Mr Bullion said an added complication is that bank and agency staff should only work in one setting - to prevent them transmitting the virus into homes.

Norfolk's hospitals are coming under increased pressure and are treating hundreds of people with Covid-19.

The Norfolk and Norwich University Hospital. Picture: Nick Butcher

The Norfolk and Norwich University Hospital. - Credit: Nick Butcher

And those people who are discharged after treatment and cannot go back home may need to go into care settings.

But Mr Bullion said there was a danger that short-staffed care homes would not be able to take those patients in.

He said: "The council's own reablement service is dealing with an outbreak while the step down centre at North Walsham Hospital is full.

"We don't want to get to a position like other councils have, where they are having to look at using hotels to discharge people to."

Mr Bullion said care home residents and staff were being vaccinated, but it would take time for that roll-out to be done.

And he said the council was also getting an increased number of calls from family members caring for loved ones at home.

He said: "We really do appreciate what those people are doing and, in my role as president of ADASS (Association of Directors in Adult Social Services), I have called for the government to support family care with financial help."

He said people who needed help should call the county council on 0344 800 8020.

Steve Dorrington, who runs care homes in Dereham, Watton and Wells-next-the-Sea, said he had 12 staff currently off and 13 residents with the virus.

Steven Dorrington. Picture: Ian Burt

Steve Dorrington - Credit: Ian Burt

He said: "We never had it this bad in the first wave.

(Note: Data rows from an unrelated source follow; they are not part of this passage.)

PR #2199, opened 2024-07-26
Allow UDL to avoid the `[Rust=...]` attribute by using a plain-old ty…

mhammond:
…pedef

This is a WIP and needs a little cleaning up, but thought I'd throw it out there. It allows people to stop using the `[Rust=...]` attribute in UDL.

This doesn't seem *that* interesting now, but it will really make sense once Ben's other work lands and we could take this further and use it with `[External]` (to, eg, drop the entire `ExternalInterface` attribute) and with `[Remote]`.

### DIFF
--- a/docs/manual/src/udl/ext_types.md
+++ b/docs/manual/src/udl/ext_types.md
@@ -14,8 +14,7 @@ giving more detail.
 ## Types from procmacros in this crate.
 
 If your crate has types defined via `#[uniffi::export]` etc you can make them available
-to the UDL file in your own crate via a `typedef` with a `[Rust=]` attribute. Eg, your Rust
-might have:
+to the UDL file in your own crate via a `typedef` describing the concrete type.
 
 ```rust
 #[derive(uniffi::Record)]
@@ -26,8 +25,7 @@ pub struct One {
 you can use it in your UDL:
 
 ```idl
-[Rust="record"]
-typedef extern One;
+typedef record One;
 
 namespace app {
     // use the procmacro type.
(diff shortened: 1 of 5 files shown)


docs/manual/src/udl/ext_types.md
```diff
@@ -37,6 +35,17 @@ namespace app {
...
-*  "enum", "trait", "callback", "trait_with_foreign"
-* For records, either "record" or "dictionary"
+* "enum", "trait", "callback", "trait_with_foreign"
+* For records, either "record", "dictionary" or "struct"
 * For objects, either "object" or "interface"
+
+eg:
+```
+typedef enum MyEnum;
+typedef interace MyObject;
```
badboy, line 45:
```suggestion
typedef interface MyObject;
```

docs/manual/src/udl/ext_types.md
```diff
@@ -37,6 +35,17 @@ namespace app {
...
+```
+etc.
+
+Note that in 0.28 and prior, we also supported this capability with a `[Rust=]` attribute.
+However, this new model is simpler and more consistent with future UDL plans so
+is recommended.
```
badboy, line 51: We can probably just call the `[Rust=]` part deprecated.

badboy (commented):
I am all here for the simplification!

uniffi_udl/src/finder.rs
```diff
@@ -129,43 +129,89 @@ impl TypeFinder for weedle::TypedefDefinition<'_> {
...
+                        "dictionary" | "record" | "struct" => Type::Record {
+                            module_path,
+                            name,
+                        },
+                        "enum" => Type::Enum {
+                            module_path,
+                            name,
+                        },
+                        "custom" => panic!("don't know builtin"),
+                        "interface" | "impl" => Type::Object {
```
mhammond, line 160: I should call out that I added a couple of names compared to the Rust attribute. In particular, `struct` as an alias for `record` above, and `impl` as an alias for `interface` here. My thinking was that these names more closely match what a Rust programmer is likely to think of - ie, a `derive(uniffi::Record)` lives on a `struct` defn while `uniffi::export` lives on an `impl` block.

On the negative side, `impl` is also used for traits.

I personally quite like these names, but don't feel too strongly about it, so will happily concede to someone who strongly dislikes them!

mhammond:
Note that I snuck in a change to move a previously misplaced CHANGELOG entry here.

PR #2200, opened 2024-07-29
Fix so cargo_metadata isn't a dependency without the cargo_metadata feature

mhammond:
The `uniffi_test` crate unconditionally depends on `cargo_metadata`, and this will be difficult to change. This means that because `uniffi_test` is an unconditional dependency of `uniffi_bindgen`, the `cargo_metadata` feature doesn't actually prevent `uniffi_bindgen` from depending on `cargo_metadata`.

The top level `uniffi` create already has a feature `bindgen-tests`. This patch introduces a feature of the same name to `uniffi_bindgen`. Enabling that feature also enables the metadata feature. This means that if you do not enable either of these features you should be able to avoid `cargo_metadata`.

This patch also renames the new `cargo_metadata` feature to be `cargo-metadata` to be more consistent with our existing features and Rust feature naming in general.

This is on the path to trying to untangle the requirements for #2195, so I'd love feedback from @skeet70 - note that this doesn't actually fix the issue found there, but it's a step in the right direction. My intention is to push the actual execution of `cargo metadata` out to both the cli and to `uniffi_testing`, and this is a step in that direction.

### DIFF
--- a/fixtures/benchmarks/Cargo.toml
+++ b/fixtures/benchmarks/Cargo.toml
@@ -20,7 +20,7 @@ criterion = "0.5.1"
 uniffi = { workspace = true, features = ["build"] }
 
 [dev-dependencies]
-uniffi_bindgen = {path = "../../uniffi_bindgen"}
+uniffi_bindgen = {path = "../../uniffi_bindgen", features = ["bindgen-tests"]}
 
 [[bench]]
 name = "benchmarks"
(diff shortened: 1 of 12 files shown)


skeet70 (approved):
Yeah, I think this makes sense as prerequisite of moving where the metadata run (or lack of it) happens.

badboy (approved):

It's just so much more infectious this time.

"We are doing the best we can, but we're having to think outside the box and have appealed to the community for retired care professionals who might be able to help us."

On vaccinations, Mr Dorrington said one of the major problems was that staff and residents who have tested positive cannot have the jab.

He said: "They're coming tomorrow to vaccinate the residents, but we've 13 who have the virus, so those people cannot be vaccinated.

"And we will then have to wait three weeks to get them back in to get those people vaccinated.

"And the staff who have got it can't get vaccinated either, so we're not going to be able to get the jabs for them yet."